Among the lines below, a stretch begins at the one with "This creates a" and ends at the one with "Yes, it will.". Repeat that stretch exactly, ends included.

Stored items
* * * * * * * * *
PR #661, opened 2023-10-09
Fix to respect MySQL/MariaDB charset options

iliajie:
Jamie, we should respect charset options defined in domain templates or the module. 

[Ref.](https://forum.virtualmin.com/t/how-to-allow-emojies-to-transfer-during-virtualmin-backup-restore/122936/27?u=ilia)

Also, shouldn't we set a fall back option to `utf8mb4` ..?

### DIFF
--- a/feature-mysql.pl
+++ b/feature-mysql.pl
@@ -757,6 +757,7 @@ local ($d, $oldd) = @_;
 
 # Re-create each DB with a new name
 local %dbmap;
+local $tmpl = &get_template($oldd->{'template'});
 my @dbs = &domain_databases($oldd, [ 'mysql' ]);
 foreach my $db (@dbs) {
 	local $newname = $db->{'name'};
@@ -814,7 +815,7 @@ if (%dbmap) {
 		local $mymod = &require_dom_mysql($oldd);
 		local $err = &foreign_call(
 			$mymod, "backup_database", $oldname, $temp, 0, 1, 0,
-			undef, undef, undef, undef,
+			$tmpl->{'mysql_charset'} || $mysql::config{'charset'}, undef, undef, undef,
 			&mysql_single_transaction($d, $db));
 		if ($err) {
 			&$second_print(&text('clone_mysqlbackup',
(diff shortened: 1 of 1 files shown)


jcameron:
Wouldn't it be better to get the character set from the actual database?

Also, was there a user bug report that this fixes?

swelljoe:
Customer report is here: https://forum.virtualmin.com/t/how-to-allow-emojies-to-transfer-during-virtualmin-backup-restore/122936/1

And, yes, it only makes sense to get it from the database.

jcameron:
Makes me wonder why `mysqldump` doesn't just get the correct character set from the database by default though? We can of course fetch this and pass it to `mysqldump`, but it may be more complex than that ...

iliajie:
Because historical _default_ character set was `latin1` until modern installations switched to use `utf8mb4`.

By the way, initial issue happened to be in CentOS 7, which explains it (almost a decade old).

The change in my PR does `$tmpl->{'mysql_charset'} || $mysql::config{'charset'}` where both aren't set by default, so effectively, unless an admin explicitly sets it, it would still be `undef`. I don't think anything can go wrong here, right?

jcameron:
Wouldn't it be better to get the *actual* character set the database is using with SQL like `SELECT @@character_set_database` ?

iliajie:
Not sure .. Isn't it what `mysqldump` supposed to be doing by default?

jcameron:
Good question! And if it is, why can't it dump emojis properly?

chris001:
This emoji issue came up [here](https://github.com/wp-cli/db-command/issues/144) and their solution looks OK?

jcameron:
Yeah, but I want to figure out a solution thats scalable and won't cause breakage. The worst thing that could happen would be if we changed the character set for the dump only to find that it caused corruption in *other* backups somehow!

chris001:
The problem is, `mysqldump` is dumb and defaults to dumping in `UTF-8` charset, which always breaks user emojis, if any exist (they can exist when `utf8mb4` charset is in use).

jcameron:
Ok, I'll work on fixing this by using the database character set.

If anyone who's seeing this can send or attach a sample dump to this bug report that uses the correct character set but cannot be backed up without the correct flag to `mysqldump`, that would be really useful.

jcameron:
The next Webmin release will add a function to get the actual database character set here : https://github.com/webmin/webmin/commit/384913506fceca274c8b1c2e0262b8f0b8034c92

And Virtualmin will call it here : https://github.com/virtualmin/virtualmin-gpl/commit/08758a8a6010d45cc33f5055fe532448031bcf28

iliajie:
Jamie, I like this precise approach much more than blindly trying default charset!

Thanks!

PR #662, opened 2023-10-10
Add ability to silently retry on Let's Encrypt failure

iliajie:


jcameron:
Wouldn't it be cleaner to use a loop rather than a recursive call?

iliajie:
* * * * * * * * *
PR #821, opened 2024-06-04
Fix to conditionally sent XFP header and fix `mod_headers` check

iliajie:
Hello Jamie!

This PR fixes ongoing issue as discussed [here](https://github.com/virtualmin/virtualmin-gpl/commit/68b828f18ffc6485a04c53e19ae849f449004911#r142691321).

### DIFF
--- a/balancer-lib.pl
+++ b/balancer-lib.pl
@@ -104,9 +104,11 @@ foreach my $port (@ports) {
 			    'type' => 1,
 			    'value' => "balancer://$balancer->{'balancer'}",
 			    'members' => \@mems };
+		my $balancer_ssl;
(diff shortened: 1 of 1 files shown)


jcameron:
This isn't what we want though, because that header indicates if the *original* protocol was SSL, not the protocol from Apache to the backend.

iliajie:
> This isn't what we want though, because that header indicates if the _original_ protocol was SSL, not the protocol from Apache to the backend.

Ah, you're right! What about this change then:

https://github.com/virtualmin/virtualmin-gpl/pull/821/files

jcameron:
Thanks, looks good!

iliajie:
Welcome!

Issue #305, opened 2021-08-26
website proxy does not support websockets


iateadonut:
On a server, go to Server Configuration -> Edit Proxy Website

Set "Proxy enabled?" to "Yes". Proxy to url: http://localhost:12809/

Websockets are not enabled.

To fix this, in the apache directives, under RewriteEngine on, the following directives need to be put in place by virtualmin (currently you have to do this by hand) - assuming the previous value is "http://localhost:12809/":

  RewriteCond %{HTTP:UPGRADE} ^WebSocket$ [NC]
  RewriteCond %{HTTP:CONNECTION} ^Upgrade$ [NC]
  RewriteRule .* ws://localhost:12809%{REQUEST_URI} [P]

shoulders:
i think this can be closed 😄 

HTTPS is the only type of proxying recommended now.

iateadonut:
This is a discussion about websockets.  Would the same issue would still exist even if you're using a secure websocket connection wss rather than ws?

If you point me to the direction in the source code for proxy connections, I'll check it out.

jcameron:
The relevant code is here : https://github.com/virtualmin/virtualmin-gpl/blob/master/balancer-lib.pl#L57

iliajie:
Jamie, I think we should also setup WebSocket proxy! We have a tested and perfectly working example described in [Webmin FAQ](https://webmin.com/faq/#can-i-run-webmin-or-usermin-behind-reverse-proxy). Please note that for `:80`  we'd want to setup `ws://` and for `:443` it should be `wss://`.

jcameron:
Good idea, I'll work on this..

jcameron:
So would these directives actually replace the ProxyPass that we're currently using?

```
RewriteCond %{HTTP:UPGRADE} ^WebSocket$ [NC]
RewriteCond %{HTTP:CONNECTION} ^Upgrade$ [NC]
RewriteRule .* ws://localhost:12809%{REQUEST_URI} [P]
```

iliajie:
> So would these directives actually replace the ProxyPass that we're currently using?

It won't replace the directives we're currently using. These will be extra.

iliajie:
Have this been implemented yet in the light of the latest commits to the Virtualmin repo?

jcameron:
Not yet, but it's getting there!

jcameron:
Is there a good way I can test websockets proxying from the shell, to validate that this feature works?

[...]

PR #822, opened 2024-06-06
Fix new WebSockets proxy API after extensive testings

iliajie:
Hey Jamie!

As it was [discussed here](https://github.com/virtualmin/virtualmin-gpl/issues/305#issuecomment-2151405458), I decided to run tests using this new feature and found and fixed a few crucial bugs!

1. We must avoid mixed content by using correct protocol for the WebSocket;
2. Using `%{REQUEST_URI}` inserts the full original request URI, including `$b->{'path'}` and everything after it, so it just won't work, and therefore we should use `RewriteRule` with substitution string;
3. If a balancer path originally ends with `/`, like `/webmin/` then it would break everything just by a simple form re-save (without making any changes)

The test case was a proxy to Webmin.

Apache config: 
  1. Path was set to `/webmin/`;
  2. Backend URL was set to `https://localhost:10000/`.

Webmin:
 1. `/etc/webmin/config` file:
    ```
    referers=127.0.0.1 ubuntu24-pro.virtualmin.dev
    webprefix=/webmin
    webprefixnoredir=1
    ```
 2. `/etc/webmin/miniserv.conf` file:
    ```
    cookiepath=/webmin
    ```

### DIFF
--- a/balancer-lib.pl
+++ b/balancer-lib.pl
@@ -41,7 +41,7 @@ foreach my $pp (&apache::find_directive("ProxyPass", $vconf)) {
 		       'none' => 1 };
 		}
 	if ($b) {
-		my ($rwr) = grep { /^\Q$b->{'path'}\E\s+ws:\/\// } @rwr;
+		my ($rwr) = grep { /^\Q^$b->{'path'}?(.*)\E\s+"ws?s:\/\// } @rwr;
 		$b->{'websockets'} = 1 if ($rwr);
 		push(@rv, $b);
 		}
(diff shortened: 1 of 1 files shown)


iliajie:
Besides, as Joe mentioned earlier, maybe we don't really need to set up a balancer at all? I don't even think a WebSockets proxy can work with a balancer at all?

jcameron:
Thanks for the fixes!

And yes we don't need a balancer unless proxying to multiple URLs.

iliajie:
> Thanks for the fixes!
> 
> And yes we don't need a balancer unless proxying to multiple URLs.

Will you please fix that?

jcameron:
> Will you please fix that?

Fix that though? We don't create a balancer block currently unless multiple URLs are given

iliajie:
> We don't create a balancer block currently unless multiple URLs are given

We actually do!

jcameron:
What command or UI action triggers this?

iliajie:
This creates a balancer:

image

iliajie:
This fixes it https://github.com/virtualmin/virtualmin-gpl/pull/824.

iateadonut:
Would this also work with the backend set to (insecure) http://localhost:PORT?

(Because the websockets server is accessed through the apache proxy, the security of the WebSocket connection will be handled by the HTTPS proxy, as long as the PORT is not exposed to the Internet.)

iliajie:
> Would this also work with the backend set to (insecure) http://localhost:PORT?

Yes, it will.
* * * * * * * * *
#### [SOLUTION FOR THIS PROBLEM]
This creates a balancer:

image

iliajie:
This fixes it https://github.com/virtualmin/virtualmin-gpl/pull/824.

iateadonut:
Would this also work with the backend set to (insecure) http://localhost:PORT?

(Because the websockets server is accessed through the apache proxy, the security of the WebSocket connection will be handled by the HTTPS proxy, as long as the PORT is not exposed to the Internet.)

iliajie:
> Would this also work with the backend set to (insecure) http://localhost:PORT?

Yes, it will.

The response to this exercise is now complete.